ANSI/ESD S20.20-2021

(This annex is not part of ESD Association Standard ANSI/ESD S20.20-2021)

ANNEX A (INFORMATIVE) – ADDITIONAL PROCESS CONSIDERATIONS

The following sections provide guidance and outline documents available to help the users evaluate

additional control products and equipment. Users need to develop their acceptance and compliance

verification criteria as the industry has not yet defined the required limits for these items.

1. Automated Handlers (ANSI/ESD SP10.1, Automated Handling Equipment [AHE]). To

demonstrate ESD control in automated handling equipment, it may be necessary to measure

resistance to ground of machine components and monitor or verify electrostatic charge on a

product as it passes through the equipment. This can provide both continuous verification of

ESD countermeasures and a method for locating sources of charge generation. This standard

practice covers resistance-to-ground of machine components and sources of charge in

automated handling equipment. For more information on assessing equipment and processes,

see ANSI/ESD SP17.1, Process Assessment Techniques.

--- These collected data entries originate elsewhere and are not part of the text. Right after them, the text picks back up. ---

Issue #1520, opened 2023-06-29
mini_racer problem


Abhijrathod:
Resolving dependencies...
Could not find compatible versions

Because mini_racer >= 0.8.0 depends on libv8-node ~> 18.16.0.0
  and Gemfile depends on mini_racer ~> 0.8.0,
  libv8-node ~> 18.16.0.0 is required.
So, because Gemfile depends on libv8-node ~> 20.2,
  version solving has failed.

bundle exec jekyll serve
Could not find gem 'mini_racer (~> 0.8.0)' in locally installed gems.
Run `bundle install` to install missing gems.

george-gca:
Can you provide further info? What is your setup, system version, etc?

Abhijrathod:
it is jekyll problem in installing bundle install problem ruby

pourmand1376:
Have you tested the docker image? It is just `docker compose up`.

Installing these dependencies manually is really painful.

Issue #1491, opened 2023-06-15
Fresh Installation Error


majauhar:
**Acknowledge the following**
- [x] I carefully read and followed the [Getting Started](https://github.com/alshedivat/al-folio#getting-started) guide.
- [x] I read through [FAQ](https://github.com/alshedivat/al-folio#faq) and searched through the [past issues](https://github.com/alshedivat/al-folio/issues), none of which addressed my issue.
- [x] The issue I am raising is a potential bug in al-folio and not just a usage question. <br> [For usage questions, please post in the [Discussions](https://github.com/alshedivat/al-folio/discussions) instead of raising an issue.]

**Describe the bug**
I got the following error message when I tried `bundle exec jekyll serve --lsi` locally as well as on GitHub pages build
```
Incremental build: disabled. Enable with --incremental
      Generating...
"Fetching external posts from medium.com:"
                    ------------------------------------------------
      Jekyll 4.3.2   Please append `--trace` to the `serve` command
                     for any additional information or backtrace.
                    ------------------------------------------------
/usr/local/lib/ruby/gems/3.1.0/gems/feedjira-3.2.2/lib/feedjira.rb:63:in `parse': No valid parser for XML. (Feedjira::NoParserAvailable)
```
**System (please complete the following information):**
 - OS: [MacOS 12.3.1 (Intel)]
 - Jekyll version [4.3.2]
- Ruby version [3.1.2]

**Additional context**

george-gca:
I might be wrong here, but maybe `feedjira` have a lib dependecy that is not currently satisfied in the system (maybe `libxml2` idk).

majauhar:
I am trying to find what dependency might be unfulfilled. I have installed the dependencies listed in the `feedjira` website though. What's surprising for me is how it doesn't even run successfully inside GitHub since I would assume it should only throw errors, if any, when trying to run it locally.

2. Gloves (ANSI/ESD STM15.1, Standard Test Method for In-Use Resistance Testing of Gloves

and Finger Cots). This standard test method is intended to provide test procedures for

measuring the intrinsic electrical resistance of gloves and finger cots and electrical resistance

of gloves or finger cots and personnel together as a system. This standard test method applies

to all gloves and finger cots used to control ESD. This standard test method provides data that

is relevant to the user's specific environment and application.

3. Conveyor systems often move unprotected ESD-sensitive items from station to station or

through various process stages such as surface mount technology (SMT) lines, wave solder

machines, and reflow ovens. Currently, no standard exists that addresses the various types of

conveyor systems. Some of the more common systems are flat belt systems, narrow belt

systems (often seen on SMT equipment), roller systems, and brush driven systems. While the

single flat belt systems can often use the same test methods as worksurfaces, the other

systems require different evaluation techniques.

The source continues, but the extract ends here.